> [ACTION ITEM]:
Please reproduce the data in full, exactly as it stands.

Saved data entries
PR #1929, opened 2026-05-26
feat(desktop): collapse intermediate reasoning, group consecutive tool calls

CVEngineer66:
## Summary

Reduce visual noise in long assistant turns by hiding intermediate reasoning segments between tool calls, and grouping consecutive tool calls into a single collapsible section.

### 1. Hide intermediate reasoning (`thread.tsx`)
- Only the FIRST reasoning segment per assistant turn is rendered
- Subsequent reasoning segments (model thinking between tool calls) are hidden
- User sees one coherent reasoning block per turn instead of repetitive cards

### 2. Group consecutive tool calls (`thread.tsx`, `styles.css`)
- Multiple sequential tool segments (e.g. shell → shell → edit_file) are wrapped in a `.tool-group` collapsible container
- Header shows count: "3 tool calls" / "3 个工具调用"
- Default collapsed; click to expand
- Single tool calls render without wrapper (no visual change)

### 3. Default collapse for completed shell cards (`cards.tsx`)
- `ShellCard` now defaults to collapsed (`defaultOpen={false}`) instead of remaining open until done
- Reasoning cards still auto-expand during thinking and collapse on completion
- ToolCard and DiffCard were already collapsed by default

### 4. i18n
- Added `thread.toolCalls` and `thread.oneToolCall` keys (EN + zh-CN)

### DIFF
--- a/desktop/src/i18n/en.ts
+++ b/desktop/src/i18n/en.ts
@@ -692,6 +692,8 @@ export const en = {
     unknownKind: "# unknown card kind — fallback render",
   },
   thread: {
+    toolCalls: "{count} tool calls",
+    oneToolCall: "1 tool call",
     keepSteps: "Keep {n} remaining step(s)",
     keepOriginal: "Keep original",
     you: "You",
--- a/desktop/src/i18n/zh-CN.ts
+++ b/desktop/src/i18n/zh-CN.ts
@@ -677,6 +677,8 @@ export const zhCN: typeof en = {
     unknownKind: "# 未知卡片类型 — fallback 渲染",
   },
   thread: {
+    toolCalls: "{count} 个工具调用",
+    oneToolCall: "1 个工具调用",
     keepSteps: "保留剩余 {n} 步",
     keepOriginal: "保留原计划",
     you: "你",
--- a/desktop/src/styles.css
+++ b/desktop/src/styles.css
@@ -2033,6 +2033,40 @@ html:not([data-platform="macos"]) .shortcut kbd[data-key="mod"] {
   max-width: 60ch;
 }
 
+.tool-group {
+  border: 1px solid var(--border);
+  border-radius: var(--radius);
+  overflow: hidden;
+}
+.tool-group-header {
+  display: flex;
+  align-items: center;
+  gap: 6px;
+  width: 100%;
+  padding: 6px 10px;
+  font-size: 12px;
+  font-weight: 600;
+  color: var(--fg-2);
+  background: var(--panel);
+  cursor: pointer;
+  border: none;
+}
+.tool-group-header:hover {
+  background: var(--panel-2);
+}
+.tool-group-header .chevron {
+  margin-left: auto;
+  transition: transform 150ms;
+}
+.tool-group-header .chevron.open {
+  transform: rotate(180deg);
+}
+.tool-group-body {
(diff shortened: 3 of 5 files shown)


esengine (changes requested):
Thanks for the careful work — the "group consecutive tool calls" idea is good and I'd like to land that part. Three things blocking merge as-is though:

**1. React hook anti-pattern in the group shell (real bug)**

`GroupShell` is declared inside `flushToolGroup`, which runs on every render of `AssistantMsg`. That means React sees a brand-new component type on every render, unmounts the old subtree, and the `useState(false)` resets. So during streaming — every time a text delta lands and re-renders the parent — any group the user just expanded snaps closed again.

Lift `GroupShell` out of the function body to module scope so the component identity stays stable across renders:

```tsx
function ToolGroupShell({ segs, renderTool }: {
  segs: (AssistantSegment & { kind: "tool" })[];
  renderTool: (s: AssistantSegment & { kind: "tool" }, idx: number, expanded?: boolean) => ReactNode;
}) {
  const [open, setOpen] = useState(false);
  return ( ... );
}
```

CI didn't catch this because there's no interaction test for the collapse.

**2. Running shell streams are now hidden (UX regression)**

`ShellCard` previously did `defaultOpen={state !== "done"}` so users could watch `npm test` / `cargo build` output stream live; it auto-collapsed only after completion. The new `defaultOpen={_defaultOpen ?? false}` drops that, and the call site in `thread.tsx` doesn't pass `defaultOpen=true` for running shells.

Please preserve the "open while running/await, collapse on done" behavior — either keep the old default and only override it from inside a tool group, or pass `defaultOpen={state !== "done"}` explicitly at the call site for ungrouped shells.

**3. Don't hard-drop intermediate reasoning**

Hiding only the first reasoning per turn is a step too far for this project — the reasoning surface is core to what makes Reasonix useful (it's literally the name). Users rely on the inter-tool-call reasoning to spot when the agent is going off the rails mid-turn.

Could you instead render subsequent reasoning segments inside a collapsed-by-default `ReasoningCard` (similar to how `ToolCard` collapses) rather than dropping them from the DOM? That keeps the "less noise" win without losing the diagnostic signal.

Minor: `defaultOpen: _defaultOpen` — the `_` prefix conventionally means unused, but it's used here. Drop the prefix.

Happy to merge once 1 + 2 are fixed and 3 is converted to collapsed-by-default rather than dropped.

CVEngineer66:
Thanks for the review. Fixes applied:

**1 & 2 fixed:**
- `ToolGroupShell` lifted to module scope
- Standalone shell calls now use `defaultOpen={state !== "done"}` (open while running, collapse on completion)
- `_defaultOpen` → `defaultOpen`

**3. Intermediate reasoning:**
We prefer to keep the current approach (drop, not collapsed). The inter-tool-call reasoning from DeepSeek is typically brief operational statements ("let me read the file", "analyzing the result") that provide minimal diagnostic value for a developer user. What users actually care about are the tool call **results** — not how many steps the model thought about between calls. These intermediate reasoning blocks take up significant visual space without delivering substantive information. If users need to inspect the full reasoning chain later, they can use `/compact` or the session log. The current change preserves only the **first reasoning** of each assistant turn (which contains the complete analysis), and drops the inter-tool reasoning. This reduces visual noise while keeping the core diagnostic signal.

> [THE ANSWER]:
PR #1929, opened 2026-05-26
feat(desktop): collapse intermediate reasoning, group consecutive tool calls

CVEngineer66:
## Summary

Reduce visual noise in long assistant turns by hiding intermediate reasoning segments between tool calls, and grouping consecutive tool calls into a single collapsible section.

### 1. Hide intermediate reasoning (`thread.tsx`)
- Only the FIRST reasoning segment per assistant turn is rendered
- Subsequent reasoning segments (model thinking between tool calls) are hidden
- User sees one coherent reasoning block per turn instead of repetitive cards

### 2. Group consecutive tool calls (`thread.tsx`, `styles.css`)
- Multiple sequential tool segments (e.g. shell → shell → edit_file) are wrapped in a `.tool-group` collapsible container
- Header shows count: "3 tool calls" / "3 个工具调用"
- Default collapsed; click to expand
- Single tool calls render without wrapper (no visual change)

### 3. Default collapse for completed shell cards (`cards.tsx`)
- `ShellCard` now defaults to collapsed (`defaultOpen={false}`) instead of remaining open until done
- Reasoning cards still auto-expand during thinking and collapse on completion
- ToolCard and DiffCard were already collapsed by default

### 4. i18n
- Added `thread.toolCalls` and `thread.oneToolCall` keys (EN + zh-CN)

### DIFF
--- a/desktop/src/i18n/en.ts
+++ b/desktop/src/i18n/en.ts
@@ -692,6 +692,8 @@ export const en = {
     unknownKind: "# unknown card kind — fallback render",
   },
   thread: {
+    toolCalls: "{count} tool calls",
+    oneToolCall: "1 tool call",
     keepSteps: "Keep {n} remaining step(s)",
     keepOriginal: "Keep original",
     you: "You",
--- a/desktop/src/i18n/zh-CN.ts
+++ b/desktop/src/i18n/zh-CN.ts
@@ -677,6 +677,8 @@ export const zhCN: typeof en = {
     unknownKind: "# 未知卡片类型 — fallback 渲染",
   },
   thread: {
+    toolCalls: "{count} 个工具调用",
+    oneToolCall: "1 个工具调用",
     keepSteps: "保留剩余 {n} 步",
     keepOriginal: "保留原计划",
     you: "你",
--- a/desktop/src/styles.css
+++ b/desktop/src/styles.css
@@ -2033,6 +2033,40 @@ html:not([data-platform="macos"]) .shortcut kbd[data-key="mod"] {
   max-width: 60ch;
 }
 
+.tool-group {
+  border: 1px solid var(--border);
+  border-radius: var(--radius);
+  overflow: hidden;
+}
+.tool-group-header {
+  display: flex;
+  align-items: center;
+  gap: 6px;
+  width: 100%;
+  padding: 6px 10px;
+  font-size: 12px;
+  font-weight: 600;
+  color: var(--fg-2);
+  background: var(--panel);
+  cursor: pointer;
+  border: none;
+}
+.tool-group-header:hover {
+  background: var(--panel-2);
+}
+.tool-group-header .chevron {
+  margin-left: auto;
+  transition: transform 150ms;
+}
+.tool-group-header .chevron.open {
+  transform: rotate(180deg);
+}
+.tool-group-body {
(diff shortened: 3 of 5 files shown)


esengine (changes requested):
Thanks for the careful work — the "group consecutive tool calls" idea is good and I'd like to land that part. Three things blocking merge as-is though:

**1. React hook anti-pattern in the group shell (real bug)**

`GroupShell` is declared inside `flushToolGroup`, which runs on every render of `AssistantMsg`. That means React sees a brand-new component type on every render, unmounts the old subtree, and the `useState(false)` resets. So during streaming — every time a text delta lands and re-renders the parent — any group the user just expanded snaps closed again.

Lift `GroupShell` out of the function body to module scope so the component identity stays stable across renders:

```tsx
function ToolGroupShell({ segs, renderTool }: {
  segs: (AssistantSegment & { kind: "tool" })[];
  renderTool: (s: AssistantSegment & { kind: "tool" }, idx: number, expanded?: boolean) => ReactNode;
}) {
  const [open, setOpen] = useState(false);
  return ( ... );
}
```

CI didn't catch this because there's no interaction test for the collapse.

**2. Running shell streams are now hidden (UX regression)**

`ShellCard` previously did `defaultOpen={state !== "done"}` so users could watch `npm test` / `cargo build` output stream live; it auto-collapsed only after completion. The new `defaultOpen={_defaultOpen ?? false}` drops that, and the call site in `thread.tsx` doesn't pass `defaultOpen=true` for running shells.

Please preserve the "open while running/await, collapse on done" behavior — either keep the old default and only override it from inside a tool group, or pass `defaultOpen={state !== "done"}` explicitly at the call site for ungrouped shells.

**3. Don't hard-drop intermediate reasoning**

Hiding only the first reasoning per turn is a step too far for this project — the reasoning surface is core to what makes Reasonix useful (it's literally the name). Users rely on the inter-tool-call reasoning to spot when the agent is going off the rails mid-turn.

Could you instead render subsequent reasoning segments inside a collapsed-by-default `ReasoningCard` (similar to how `ToolCard` collapses) rather than dropping them from the DOM? That keeps the "less noise" win without losing the diagnostic signal.

Minor: `defaultOpen: _defaultOpen` — the `_` prefix conventionally means unused, but it's used here. Drop the prefix.

Happy to merge once 1 + 2 are fixed and 3 is converted to collapsed-by-default rather than dropped.

CVEngineer66:
Thanks for the review. Fixes applied:

**1 & 2 fixed:**
- `ToolGroupShell` lifted to module scope
- Standalone shell calls now use `defaultOpen={state !== "done"}` (open while running, collapse on completion)
- `_defaultOpen` → `defaultOpen`

**3. Intermediate reasoning:**
We prefer to keep the current approach (drop, not collapsed). The inter-tool-call reasoning from DeepSeek is typically brief operational statements ("let me read the file", "analyzing the result") that provide minimal diagnostic value for a developer user. What users actually care about are the tool call **results** — not how many steps the model thought about between calls. These intermediate reasoning blocks take up significant visual space without delivering substantive information. If users need to inspect the full reasoning chain later, they can use `/compact` or the session log. The current change preserves only the **first reasoning** of each assistant turn (which contains the complete analysis), and drops the inter-tool reasoning. This reduces visual noise while keeping the core diagnostic signal.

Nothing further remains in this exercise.